The politicization of the judiciary threatens Brazilian democracy.
A broad civil society movement is forming to denounce to the world the latest major threat to Brazilian democracy: the control that the right-wing media exerts over the Judiciary.
This year, one of the main anomalies of Brazilian democracy will emerge forcefully. The upcoming trial of the PT's "mensalão" scandal reveals that, of the three pillars of the Republic (Executive, Legislative, and Judicial branches), one has not undergone the purging of the conservative hegemony stemming from the dictatorship.
Democracy has sought to balance the correlation of political and ideological forces in the Executive and Legislative branches. The renewal of personnel that electoral processes impose on these branches every four or eight years (in this case, in elections for the Federal Senate) allows them to keep pace with society's desire for plurality.
This beneficial effect of democracy, however, does not extend to the third leg of the tripod that sustains the Republic: the Judiciary.
Although the leadership of this branch of government is appointed by the Executive and Legislative branches through the nomination of Supreme Court members by the Executive, with ratification by the Legislative, the rest of the Brazilian judicial system still suffers the effects of decades of conservative control over its institutions.
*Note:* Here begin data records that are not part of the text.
Issue #10043, opened 2024-08-23
List layout is not shown in one line


GretaD:
### Steps to reproduce

1. Open mail app
2. Change the layout from mail settings to list layout
3. See the style

### Expected behavior

Messages are shown in one line

### Actual behavior

Messages are shown in 2 lines
![Screenshot from 2024-08-23 12-18-57](https://github.com/user-attachments/assets/d2c3b270-5907-45b8-a3e6-fe5577cdd889)

### PHP engine version

None

### Web server

None

### Database

None

ChristophWurst:
This is important to be fixed before the final release

GretaD:
@GVodyanov do you have some time to have a look at this one? You probably missed some styling when you created our own component, you can compare with my original pr: https://github.com/nextcloud-libraries/nextcloud-vue/pull/5209
it should be something like flex-direction: row and some width, that is missing. Otherwise i can have a look after my customer call.

GVodyanov:
My bad, for some reason I remembered it having two lines and not just one

PR #10044, opened 2024-08-23
EnvelopeSkeleton: make oneline envelopes actually one line and not two

GVodyanov:
Fix https://github.com/nextcloud/mail/issues/10043

| Before | After |
| - | - |
| image | Screenshot from 2024-08-23 14-46-35 |

### DIFF
--- a/src/components/EnvelopeSkeleton.vue
+++ b/src/components/EnvelopeSkeleton.vue
@@ -552,24 +552,47 @@ export default {
 		--list-item-border-radius: var(--border-radius-element, calc(var(--default-clickable-area) / 2));
 		padding-block: calc(var(--list-item-padding) * 2);
 		--list-item-padding: 2px;
+		height: unset;
 
-		.list-item-content__inner__main {
-			display: flex;
-			justify-content: start;
-			gap: 12px;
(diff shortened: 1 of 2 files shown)


src/components/EnvelopeSkeleton.vue
```diff
@@ -552,24 +552,51 @@ export default {
...
 		}
 
 		a {
 			margin: 0;
+			align-items: center;
+			height: unset;
+		}
+
+		:deep(.avatardiv__initials) {
+			line-height: 40px !important;
```
ChristophWurst, line 594: why the deep overwrite?

GVodyanov: Double-checked and it is indeed not needed. The idea was to have the avatar be `40px` in oneline and `45px` (as per Marco's suggestion some time ago), but now I noticed that Greta made it `40px` everywhere and not just in oneline, I assume per a new design decision.

GretaD: yes, the avatar should be 40px everywhere on mail :)

GretaD (approved):
tested and looks good

Issue #9942, opened 2024-07-30
Confusing search icon (needs to be replaced by a more suggestive one)


Jerome-Herbinet:
### Is your feature request related to a problem? Please describe.

In my opinion, the button below is confusing. The icon used suggests more a "settings" notion of the current application or account, or the current folder, but has nothing to do with the notion of search (or filter). Instinctively, when I look for a search or filter button in an interface, it looks like a magnifying glass or a funnel, but certainly not like the icon currently in use.
![Capture d’écran du 2024-07-30 09-40-37](https://github.com/user-attachments/assets/b1960166-112c-473b-baa6-022f1b071c9a)

### Describe the solution you'd like

We need an icon that really suggests the notion of search or filtering. Here's a test I've done with my browser's code inspector. I've replaced the tune icon with a magnifying glass icon directly suggesting the notion of search. It could also have been a funnel icon suggesting a notion of filtering. 
I also modified the tooltip, thinking it would be clearer that way, but that's a detail compared to the icon problem. Depending on what the design team says, I may open a PR.
![Capture d’écran du 2024-07-30 09-45-07](https://github.com/user-attachments/assets/e70118a5-150b-41a9-b7f5-3ac2dc8b39eb)

@nextcloud/designers

ChristophWurst:
The icon was spec'ed at https://github.com/nextcloud/mail/pull/6546#issuecomment-1193940095.

@nimishavijay shall we replace the icon?

marcoambrosini:
I think a filter icon would be the most proper here 
https://fonts.google.com/icons?selected=Material+Symbols+Outlined:filter_alt:FILL@1;wght@400;GRAD@0;opsz@24&icon.query=filter&icon.size=24&icon.color=%235f6368

ChristophWurst:
Let me know which icon to use and I'll change it. The filter icon was there before the settings icon: https://github.com/nextcloud/mail/pull/6546#issuecomment-1193887676.

Jerome-Herbinet:
The share and/or lock icon should be displayed as an overlay on top-right of the profile or initial image (with a higher z-index).

nimishavijay:
Filter icon makes sense here. Originally the settings icon (MDI "tune" icon) was used for parity with Gmail, but you're right, Gmail's search flow is different (entirely new screen shows up with search results , so that button was used to "tune" the search). Over here since the current view is just being filtered it makes sense to use the filter icon 👍

[...]

PR #10056, opened 2024-08-27
Replace tune icon with filter icon

Jerome-Herbinet:
Fixes: #9942 

Check commit.

**I don't have a test environment. Test from reviewers need.**

### DIFF
--- a/src/components/SearchMessages.vue
+++ b/src/components/SearchMessages.vue
@@ -13,7 +13,7 @@
 				@click="toggleButtons">
 			<NcButton type="tertiary" class="search-messages--filter" @click="moreSearchActions = true">
 				<template #icon>
-					<Tune :size="20" />
+					<FilterVariantIcon :size="20" />
 				</template>
 			</NcButton>
 			<NcButton v-if="filterChanged"
@@ -296,7 +296,7 @@ import NcDateTimePicker from '@nextcloud/vue/dist/Components/NcDateTimePicker.js
 import NcButton from '@nextcloud/vue/dist/Components/NcButton.js'
 import NcCheckboxRadioSwitch
 	from '@nextcloud/vue/dist/Components/NcCheckboxRadioSwitch.js'
-import Tune from 'vue-material-design-icons/Tune.vue'
+import FilterVariantIcon from 'vue-material-design-icons/FilterVariant.vue'
 import Close from 'vue-material-design-icons/Close.vue'
 import IconClose from '@mdi/svg/svg/close.svg'
 import IconMagnify from '@mdi/svg/svg/magnify.svg'
@@ -317,7 +317,7 @@ export default {
 		NcDateTimePicker,
 		NcButton,
 		NcCheckboxRadioSwitch,
-		Tune,
+		FilterVariantIcon,
 		Close,
 	},
 	props: {


ChristophWurst (changes requested):
The icon component is not registered on the Vue component

Jerome-Herbinet:
> The icon component is not registered on the Vue component

@ChristophWurst this is new for me ; how to do that ? Can you help me ?

ChristophWurst:
Delete https://github.com/nextcloud/mail/blob/295a1dcf4c98da0ca46a03847c5bb9a320295f03/src/components/SearchMessages.vue#L299 and replace Tune with FilterIcon at https://github.com/nextcloud/mail/blob/295a1dcf4c98da0ca46a03847c5bb9a320295f03/src/components/SearchMessages.vue#L321

jancborchardt (changes requested):
@ChristophWurst @Jerome-Herbinet I think it will have to be FilterVariantIcon so it is going to be the list/filter icon (not the funnel) as per https://fonts.google.com/icons?icon.set=Material+Symbols&icon.size=24&icon.color=%235f6368&selected=Material+Symbols+Outlined:filter_list:FILL@1;wght@400;GRAD@0;opsz@24&icon.query=filter ?

Jerome-Herbinet:
> Delete
> 
> https://github.com/nextcloud/mail/blob/295a1dcf4c98da0ca46a03847c5bb9a320295f03/src/components/SearchMessages.vue#L299
> and replace Tune with FilterIcon at
> 
> https://github.com/nextcloud/mail/blob/295a1dcf4c98da0ca46a03847c5bb9a320295f03/src/components/SearchMessages.vue#L321

@ChristophWurst OK

Jerome-Herbinet:
@jancborchardt could you test it ?

jancborchardt (commented):
@Jerome-Herbinet as per my comment before, the icon probably needs to be "FilterVariant".

It should _not_ look like this [funnel icon](https://pictogrammers.com/library/mdi/icon/filter/), but rather like this [list filter icon](https://pictogrammers.com/library/mdi/icon/filter-variant/).

Jerome-Herbinet:
> @Jerome-Herbinet as per my comment before, the icon probably needs to be "FilterVariant".
> 
> It should _not_ look like this [funnel icon](https://pictogrammers.com/library/mdi/icon/filter/), but rather like this [list filter icon](https://pictogrammers.com/library/mdi/icon/filter-variant/).

OK @jancborchardt ; to make finding icons easier, can you tell me how (and/ore where) you easily browse your entire Nextcloud icon collection to select the right one (AFAIK I can't open files viewed as an image...).

jancborchardt:
@Jerome-Herbinet as far as I know, that is https://pictogrammers.com/library/mdi/ – but a frontender would have to help here.

st3iny (commented):
Works so far. Just needs the correct icon, as Jan mentioned.

grafik

ChristophWurst:
What was force pushed? The icon is still to be replaced, right?

Jerome-Herbinet:
> What was force pushed? The icon is still to be replaced, right?

Yes, forget it, I still have to make discussed changes.

jancborchardt (approved):
Seems good – don’t know about the icon naming conventions but it seems the variables usually don’t have "Icon" appended, so you could call it simply "FilterVariant" instead of "FilterVariantIcon"?

st3iny (approved):
Tested and works. Thank you very much :)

The workings of the Brazilian justice system, at the retail level, reveal its conservative bias. From the judge who ordered the massacre of thousands of families in the Pinheirinho neighborhood of São José dos Campos to benefit a corrupt rich man, to judicial decisions in the states that serve the interests of media families and their representatives, the political-ideological bias that distorts justice is clear.
Even within the Supreme Federal Court, it is astonishing to note how the trial of the PT's "mensalão" scandal, of interest to the right-wing media, has surpassed, in terms of time, the trials of older scandals (such as the PSDB's mensalão in Minas Gerais), which drag on simply because the media is not interested in them.
All it took was media pressure for the Mensalão trial to be scheduled, illegally bypassing older, dragging-on cases. This demonstrates that even with a Supreme Court renewed by the appointment of judges without political ties, unlike those appointed by governments prior to Lula's, the media's power of blackmail still intimidates the judiciary.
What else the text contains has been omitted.